Assalamualaikum, temans. Selamat sore. Ada beberapa komen yang bikin aku ngakak saking lucunya. Jadi, karena hatiku lagi senang, kukasoh double update. Semoga syukaakk😁😁

gadisJelena Antara gumus sama bete, dadanya sampe mau dikeramik😅

MiizumiKaze masa mesti keramik dada juga biar sanggup mbaca? 😷

AnnaNoor326 pertanyaan yg begini banyak juga. Jawabnya ... ya sabar😁

Selamat membaca 👇👇👇

Kalau ada pukulan yang sengaja diarahkan padanya, Kalila  pasti tak akan sesakit ini. Kalimat Yana seperti runtuhan bukit yang terhempas begitu saja, lalu menghantam dadanya. Napasnya terasa berhenti, disusul gemetar yang yang susah disembunyikan, sebesar apa pun usahanya.

Apa yang terjadi dalam pernikahannya?
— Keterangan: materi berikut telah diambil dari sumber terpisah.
Issue #959, opened 2023-10-03
[Bug]: Auto-generating MultiContainerInterface subclasses


mavaylon1:
### What happened?

First alerted in #948, there is a bug from auto-generating class that inherits from `MultiContainerInterface`. In this example, `PlaneExtension` extends `PlaneSegmentation`, which inherits from `MultiContainerInterface` (you can see this in the schema with `reference_images` having quantity `*`. With extensions, NWBInspector does not see the python class definitions and will autogenerate the class from the schema. In this example, `PlaneExtension` is auto-generated. `PlaneExtension` inherits from both `MultiContainerInterface` and from `PlaneSegmentation`, which is a `DynamicTable`. 

Within `DynamicTable` is a pre-init method `_gather_columns` that uses the base classes in a conditional to create pre-defined columns. When autogenerating a class, the order of these classes are determined in lines 377-385 of classgenerator.py
```
if issubclass(MultiContainerInterface, bases[0]):
    # if bases[0] is Container or another superclass of MCI, then make sure MCI goes first
    # otherwise, MRO is ambiguous
    bases.insert(0, MultiContainerInterface)
else:
    # bases[0] is not a subclass of MCI and not a superclass of MCI. place that class first
    # before MCI. that class __init__ should call super().__init__ which will call the
    # MCI init
    bases.insert(1, MultiContainerInterface)
```
Since `MultiContainerInterface` is not a sub-class of `DynamicTable` (bases[0]), we insert at index 1. 

Within `gather_columns`, we check
```
if (len(bases) and 'DynamicTable' in globals() and issubclass(bases[-1], Container)
                and bases[-1].__columns__ is not cls.__columns__):
```
Such that bases[-1] (the last base in this case would be `MultiContainerInterface`) is assumed to be a `DynamicTable` and checks for columns. This returns the error: 
`AttributeError: type object 'MultiContainerInterface' has no attribute '__columns__'`

To fix this, the search for DynamicTable should be agnostic to the order of the bases. 

### Steps to Reproduce

```shell
# Run the extension or un-register a class.
```

### Operating System

macOS

### Python Executable

Python

### Python Version

3.10

### Code of Conduct

- [X] I agree to follow this project's [Code of Conduct](https://github.com/hdmf-dev/hdmf/blob/dev/.github/CODE_OF_CONDUCT.md)
[...]

PR #991, opened 2023-10-31
_gather_columns agnostic search

mavaylon1:
## Motivation

Within DynamicTable is a pre-init method _gather_columns that uses the base classes in a conditional to create pre-defined columns. When autogenerating a class, the order of these classes are determined in classgenerator.py
```
if '__clsconf__' in classdict:
            # do not add MCI as a base if a base is already a subclass of MultiContainerInterface
            for b in bases:
                if issubclass(b, MultiContainerInterface):
                    break
            else:
                if issubclass(MultiContainerInterface, bases[0]):
                    # if bases[0] is Container or another superclass of MCI, then make sure MCI goes first
                    # otherwise, MRO is ambiguous
                    bases.insert(0, MultiContainerInterface)
                else:
                    # bases[0] is not a subclass of MCI and not a superclass of MCI. place that class first
                    # before MCI. that class __init__ should call super().__init__ which will call the
                    # MCI init
                    bases.insert(1, MultiContainerInterface)
```

This results in an issue for an extension that use the nwbinspector to validate the NWBFile. The best fix is to make the search in _gather_columns agnostic to the order.

## How to test the behavior?
```
```
## Checklist

### DIFF
--- a/src/hdmf/common/table.py
+++ b/src/hdmf/common/table.py
@@ -268,7 +268,7 @@ class DynamicTable(Container):
 
     @ExtenderMeta.pre_init
     def __gather_columns(cls, name, bases, classdict):
-        """
+        r"""
         Gather columns from the *\_\_columns\_\_* class attribute and add them to the class.
 
         This classmethod will be called during class declaration in the metaclass to automatically
--- a/src/hdmf/common/table.py
+++ b/src/hdmf/common/table.py
@@ -268,7 +268,7 @@ class DynamicTable(Container):
 
     @ExtenderMeta.pre_init
     def __gather_columns(cls, name, bases, classdict):
-        r"""
+        """
         Gather columns from the *\_\_columns\_\_* class attribute and add them to the class.
 
         This classmethod will be called during class declaration in the metaclass to automatically
@@ -281,14 +281,11 @@ class DynamicTable(Container):
         if len(bases) and 'DynamicTable' in globals():
             for item in bases[::-1]: # reverse the bases tuple as the code suggest it should be last
                 if issubclass(item, Container):
-                    try:
-                        if item.__columns__ is not cls.__columns__:
-                            new_columns = list(cls.__columns__)
-                            new_columns[0:0] = item.__columns__  # prepend superclass columns to new_columns
-                            cls.__columns__ = tuple(new_columns)
-                            break
-                    except AttributeError:  # raises error when "__columns__" is not an attr of item
-                        continue
+                    if item.__columns__ is not cls.__columns__:
+                        new_columns = list(cls.__columns__)
+                        new_columns[0:0] = item.__columns__  # prepend superclass columns to new_columns
+                        cls.__columns__ = tuple(new_columns)
+                        break
 
     @docval({'name': 'name', 'type': str, 'doc': 'the name of this table'},  # noqa: C901
             {'name': 'description', 'type': str, 'doc': 'a description of what is in this table'},
--- a/src/hdmf/common/table.py
+++ b/src/hdmf/common/table.py
@@ -286,7 +286,7 @@ class DynamicTable(Container):
                             new_columns = list(cls.__columns__)
                             new_columns[0:0] = item.__columns__  # prepend superclass columns to new_columns
                             cls.__columns__ = tuple(new_columns)
-                    except AttributeError:
+                    except AttributeError:  # raises error when "__columns__" is not an attr of item
                         continue
 
     @docval({'name': 'name', 'type': str, 'doc': 'the name of this table'},  # noqa: C901
--- a/src/hdmf/common/table.py
+++ b/src/hdmf/common/table.py
@@ -281,11 +281,14 @@ class DynamicTable(Container):
         if len(bases) and 'DynamicTable' in globals():
             for item in bases[::-1]: # reverse the bases tuple as the code suggest it should be last
                 if issubclass(item, Container):
-                    if item.__columns__ is not cls.__columns__:
-                        new_columns = list(cls.__columns__)
-                        new_columns[0:0] = item.__columns__  # prepend superclass columns to new_columns
-                        cls.__columns__ = tuple(new_columns)
-                        break
+                    try:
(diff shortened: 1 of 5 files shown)


mavaylon1:
Fix #959

mavaylon1:
@rly Proof of concept. This passes the "test" of the extension now works.

src/hdmf/common/table.py
```diff
@@ -278,11 +278,16 @@ def __gather_columns(cls, name, bases, classdict):
...
-            new_columns = list(cls.__columns__)
-            new_columns[0:0] = bases[-1].__columns__  # prepend superclass columns to new_columns
-            cls.__columns__ = tuple(new_columns)
+        if len(bases) and 'DynamicTable' in globals():
+            for item in bases:
+                if issubclass(item, Container):
+                    try:
+                        if item.__columns__ is not cls.__columns__:
+                            new_columns = list(cls.__columns__)
+                            new_columns[0:0] = bases[-1].__columns__  # prepend superclass columns to new_columns
```
```suggestion
                            new_columns[0:0] = item.__columns__  # prepend superclass columns to new_columns
```

src/hdmf/common/table.py
```diff
@@ -278,11 +278,16 @@ def __gather_columns(cls, name, bases, classdict):
...
+                            cls.__columns__ = tuple(new_columns)
+                    except AttributeError:
```
```suggestion
                    except AttributeError:  # raises error when "__columns__" is not an attr of item
```

rly:
I think the for loop should break upon finding a class that has `__columns__`. Otherwise the same columns might be added multiple times. I also think the order should be last first. The current code suggests that we should look only at the last base class. Can you create a test where extension Class A extends DynamicTable and has `__columns__`, extension Class B extends Class A and has `__columns__`, and extension Class C extends Class B. The generated `__columns__` of Class C should prepend only the columns defined in Class B and not touch the columns defined in Class A (which should be in Class B). 

This also raises an issue where a column in Class B might overwrite a column in Class A. We don't want to add the same column twice during the prepending. We should add logic to check for that in this block of code, but perhaps in a separate PR.

mavaylon1:
> I think the for loop should break upon finding a class that has `__columns__`. Otherwise the same columns might be added multiple times. I also think the order should be last first. The current code suggests that we should look only at the last base class. Can you create a test where extension Class A extends DynamicTable and has `__columns__`, extension Class B extends Class A and has `__columns__`, and extension Class C extends Class B. The generated `__columns__` of Class C should prepend only the columns defined in Class B and not touch the columns defined in Class A (which should be in Class B). 
> 
> 
> 
> This also raises an issue where a column in Class B might overwrite a column in Class A. We don't want to add the same column twice during the prepending. We should add logic to check for that in this block of code, but perhaps in a separate PR. 

I'll give it a gander. This was just to get our initial idea out in practice.

rly:
Understood and sounds good.

mavaylon1:
@rly Taking a gander and wanted to confirm some thoughts. PyNWB has PlaneSegmentation and that is a subclass of DynamicTable. The extension has PlaneExtension, which extends PlaneSegmentation. When writing a NWBFile from the extension, the class defined in the extension is used. However, when running the nwbinspector, it does not see the class but just the schema (not clear how). This leads hdmf to autogenerate the class. 

In a testing case, Class A is PlaneSegmentation, Class B is PlaneExtension, and Class C is an extension of Class B with generated columns. You say "prepend" meaning I should use add_column to Class C and verify that it doesn't affect the columns in class A?

By not defining the __columns__ in class C, that should trigger them to be autogenerated to match B correct? But that would require a schema

rly:
> You say "prepend" meaning I should use add_column to Class C and verify that it doesn't affect the columns in class A?

By prepend, I am referring to line 287 in the new code. I mean that the gather_columns method should add the columns in class A once not twice because those columns were also added to class B. 

> By not defining the **columns** in class C, that should trigger them to be autogenerated to match B correct? But that would require a schema

Yes, if class C does not add or change any columns, then the `C.__columns__` should match `B.__columns__`

mavaylon1:
> > You say "prepend" meaning I should use add_column to Class C and verify that it doesn't affect the columns in class A?
> 
> By prepend, I am referring to line 287 in the new code. I mean that the gather_columns method should add the columns in class A once not twice because those columns were also added to class B.
> 
> > By not defining the **columns** in class C, that should trigger them to be autogenerated to match B correct? But that would require a schema
> 
> Yes, if class C does not add or change any columns, then the `C.__columns__` should match `B.__columns__`

Do you mean add the columns "from" class A to class B?

rly:
> Do you mean add the columns "from" class A to class B?

Gather columns should copy the columns from class A to class B, and from class B to class C, but because class B contains class A's columns, gather_columns should not additionally copy columns from class A to class C, or else class A's columns will be in class C twice.

mavaylon1:
> > Do you mean add the columns "from" class A to class B?
> 
> Gather columns should copy the columns from class A to class B, and from class B to class C, but because class B contains class A's columns, gather_columns should not additionally copy columns from class A to class C, or else class A's columns will be in class C twice.

Class A's columns would be in Class C via Class B.

src/hdmf/common/table.py
```diff
@@ -278,11 +278,17 @@ def __gather_columns(cls, name, bases, classdict):
             msg = "'__columns__' must be of type tuple, found %s" % type(cls.__columns__)
             raise TypeError(msg)
 
-        if (len(bases) and 'DynamicTable' in globals() and issubclass(bases[-1], Container)
-                and bases[-1].__columns__ is not cls.__columns__):
-            new_columns = list(cls.__columns__)
-            new_columns[0:0] = bases[-1].__columns__  # prepend superclass columns to new_columns
-            cls.__columns__ = tuple(new_columns)
+        if len(bases) and 'DynamicTable' in globals():
+            for item in bases[::-1]: # reverse the bases tuple as the code suggest it should be last
```
```suggestion
            for item in bases[::-1]: # look for __columns__ in the base classes, closest first
```

rly (approved):

rly:
Looks good to me. Thanks!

Dimulai dari keterkejutan Aizar di hari pernikahan mereka, disusul perlakuan tidak menyenangkan yang masih terjadi hingga saat ini membuat matanya terbuka. Urutan kejadian yang disambungkan dengan perlahan, membentuk peristiwa menyakitkan berawal dari kesalahan menerima pinangan.

“Pinangan apa?” tanya Maulana tegas, “tidakkah kamu tahu kalau Aizar adalah suami kakakmu?”

“Suami ka ... kak?” Kali ini, Giliran Yana yang terperanjat. “Bagaimana bisa? Seminggu yang lalu ... sebelum libur, Mas Aizar bilang—”

“Berhenti!” sela Aizar sambil menatap tajam pada Yana. “Saya tidak mengatakan apa-apa, termasuk lamaran seperti perkataanmu tadi.”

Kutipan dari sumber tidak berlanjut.